> _WHAT YOU SHOULD DO_
Find the line holding "ProgressLogging default environments" in the entries below. Give it again exactly, along with every line after it up to and including the line holding "I just noticed".

> _EXERCISE DATA_
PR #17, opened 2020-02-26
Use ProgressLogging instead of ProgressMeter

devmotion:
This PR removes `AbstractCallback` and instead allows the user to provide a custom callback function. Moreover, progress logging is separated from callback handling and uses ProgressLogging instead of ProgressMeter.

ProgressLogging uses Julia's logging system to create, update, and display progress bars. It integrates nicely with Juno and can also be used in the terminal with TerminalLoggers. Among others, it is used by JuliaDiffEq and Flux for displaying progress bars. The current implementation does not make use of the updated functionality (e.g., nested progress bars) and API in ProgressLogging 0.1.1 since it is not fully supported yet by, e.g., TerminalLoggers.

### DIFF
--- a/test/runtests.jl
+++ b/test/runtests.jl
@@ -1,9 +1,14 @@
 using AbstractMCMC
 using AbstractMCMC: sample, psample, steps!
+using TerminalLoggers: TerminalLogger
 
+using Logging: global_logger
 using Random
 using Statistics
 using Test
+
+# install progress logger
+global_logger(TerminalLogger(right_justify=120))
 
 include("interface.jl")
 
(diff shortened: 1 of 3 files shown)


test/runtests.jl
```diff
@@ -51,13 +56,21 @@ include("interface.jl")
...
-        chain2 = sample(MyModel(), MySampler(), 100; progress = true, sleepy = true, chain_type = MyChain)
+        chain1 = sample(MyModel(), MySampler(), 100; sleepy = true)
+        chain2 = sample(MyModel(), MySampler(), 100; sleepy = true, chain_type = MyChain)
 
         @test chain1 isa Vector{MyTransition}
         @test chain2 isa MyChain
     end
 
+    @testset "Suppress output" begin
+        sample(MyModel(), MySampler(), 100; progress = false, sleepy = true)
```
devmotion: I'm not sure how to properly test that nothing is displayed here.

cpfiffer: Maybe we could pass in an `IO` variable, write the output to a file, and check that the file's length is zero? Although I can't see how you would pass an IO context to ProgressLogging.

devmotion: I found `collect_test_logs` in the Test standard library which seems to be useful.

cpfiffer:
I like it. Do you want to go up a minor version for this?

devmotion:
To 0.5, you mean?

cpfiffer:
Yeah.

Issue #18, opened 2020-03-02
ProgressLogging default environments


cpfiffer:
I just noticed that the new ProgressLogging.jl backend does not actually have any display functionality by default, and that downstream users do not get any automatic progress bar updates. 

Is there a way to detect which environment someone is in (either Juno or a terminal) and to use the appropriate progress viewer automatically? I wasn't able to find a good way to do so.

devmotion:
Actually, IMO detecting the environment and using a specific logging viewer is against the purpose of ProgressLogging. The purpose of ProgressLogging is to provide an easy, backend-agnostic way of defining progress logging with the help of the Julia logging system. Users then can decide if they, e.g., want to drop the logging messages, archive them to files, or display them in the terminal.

...

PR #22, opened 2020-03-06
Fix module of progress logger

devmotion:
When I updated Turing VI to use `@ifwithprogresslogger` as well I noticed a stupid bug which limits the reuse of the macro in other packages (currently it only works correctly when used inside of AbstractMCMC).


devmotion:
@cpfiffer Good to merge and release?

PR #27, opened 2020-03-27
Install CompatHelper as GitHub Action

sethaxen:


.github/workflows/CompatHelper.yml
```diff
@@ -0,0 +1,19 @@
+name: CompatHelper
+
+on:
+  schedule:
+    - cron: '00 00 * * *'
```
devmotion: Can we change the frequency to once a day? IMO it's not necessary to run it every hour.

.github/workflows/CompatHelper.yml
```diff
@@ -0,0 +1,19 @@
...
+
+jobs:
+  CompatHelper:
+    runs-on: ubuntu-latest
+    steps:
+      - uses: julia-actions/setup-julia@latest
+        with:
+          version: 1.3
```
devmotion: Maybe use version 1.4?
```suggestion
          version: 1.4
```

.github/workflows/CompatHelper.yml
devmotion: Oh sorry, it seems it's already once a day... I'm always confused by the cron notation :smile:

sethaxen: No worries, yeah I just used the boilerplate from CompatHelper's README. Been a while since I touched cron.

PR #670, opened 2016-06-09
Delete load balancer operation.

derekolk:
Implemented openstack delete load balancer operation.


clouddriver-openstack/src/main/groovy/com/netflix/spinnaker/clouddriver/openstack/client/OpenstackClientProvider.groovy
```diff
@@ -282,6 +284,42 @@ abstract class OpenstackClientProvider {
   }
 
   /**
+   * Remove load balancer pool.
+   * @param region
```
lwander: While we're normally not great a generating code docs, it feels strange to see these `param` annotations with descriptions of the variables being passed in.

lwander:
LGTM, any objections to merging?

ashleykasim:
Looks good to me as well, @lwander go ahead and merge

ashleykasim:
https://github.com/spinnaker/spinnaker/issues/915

> _REPLY TO THE TASK_
ProgressLogging default environments


cpfiffer:
I just noticed that the new ProgressLogging.jl backend does not actually have any display functionality by default, and that downstream users do not get any automatic progress bar updates. 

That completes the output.